BEGIN PROVIDED RECORDS
PR #685, opened 2017-01-11
Thread safety -> Data race safety

Manishearth:
Someone pointed out that this might be misleading, and they're correct.

r? @steveklabnik

### DIFF
--- a/fr/index.html
+++ b/fr/index.html
@@ -6,9 +6,9 @@ title: Langage de programmation Rust
     <div class="row pitch-row">
       <div class="col-md-8">
         <p class="pitch">
-          <b>Rust</b> est un langage de programmation système ultra-rapide,
-          qui prévient les erreurs de segmentation
-          et garantit la sûreté entre threads.
+          Rust est un langage de programmation système ultra-rapide, 
+          qui empêche les erreurs de segmentation
+          et garantit la sûreté des accès concurrents. 
           <br/>
           <a href="https://doc.rust-lang.org/book/README.html">Montre-moi&nbsp;!</a>
         </p>
--- a/en-US/index.html
+++ b/en-US/index.html
@@ -9,7 +9,7 @@ title: The Rust Programming Language
           <b>Rust</b> is a systems programming language
           that runs blazingly fast,
           prevents segfaults,
-          and guarantees thread safety.
+          and guarantees freedom from data races.
           <br/>
           <b><a href="friends.html">See who's using Rust.</a></b>
         </p>


steveklabnik:
So, we had talked about this, but nobody knows what "data race safety" means.

/cc @rust-lang/core

Manishearth:
"freedom from data races"?

steveklabnik:
"data race" itself is such a technical term that even people that use it often slip up and say "race condition"

Manishearth:
Hell, Wikipedia redirects data race to race condition.

fr/index.html
```diff
@@ -8,7 +8,7 @@
         <p class="pitch">
           <b>Rust</b> est un langage de programmation système ultra-rapide,
           qui prévient les erreurs de segmentation
-          et garantit la sûreté entre threads.
+          et garantit la liberté de accès concurrent .
```
Manishearth: not entirely sure if this is race condition or data race. Seems to be the latter (and is used below to mean that)

p0nce: `et garantit l'absence d'accès concurrent` would be appropriate.

Manishearth:
Another point brought up was that "prevents segfaults" is a negative statement and also a bit specific, instead using "provides memory safety" might be better and more positive. I'm not too sure of this, but it's worth discussing.

fr/index.html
END PROVIDED RECORDS
YOUR INSTRUCTIONS »
Nothing should appear in the answer except the lines above from the line with "--- a/fr/index.html" through the line with "empêche les erreurs de segmentation", both included, written out exactly.

OUTPUT FOR THIS TASK »
--- a/fr/index.html
+++ b/fr/index.html
@@ -6,9 +6,9 @@ title: Langage de programmation Rust
     <div class="row pitch-row">
       <div class="col-md-8">
         <p class="pitch">
-          <b>Rust</b> est un langage de programmation système ultra-rapide,
-          qui prévient les erreurs de segmentation
-          et garantit la sûreté entre threads.
+          Rust est un langage de programmation système ultra-rapide, 
+          qui empêche les erreurs de segmentation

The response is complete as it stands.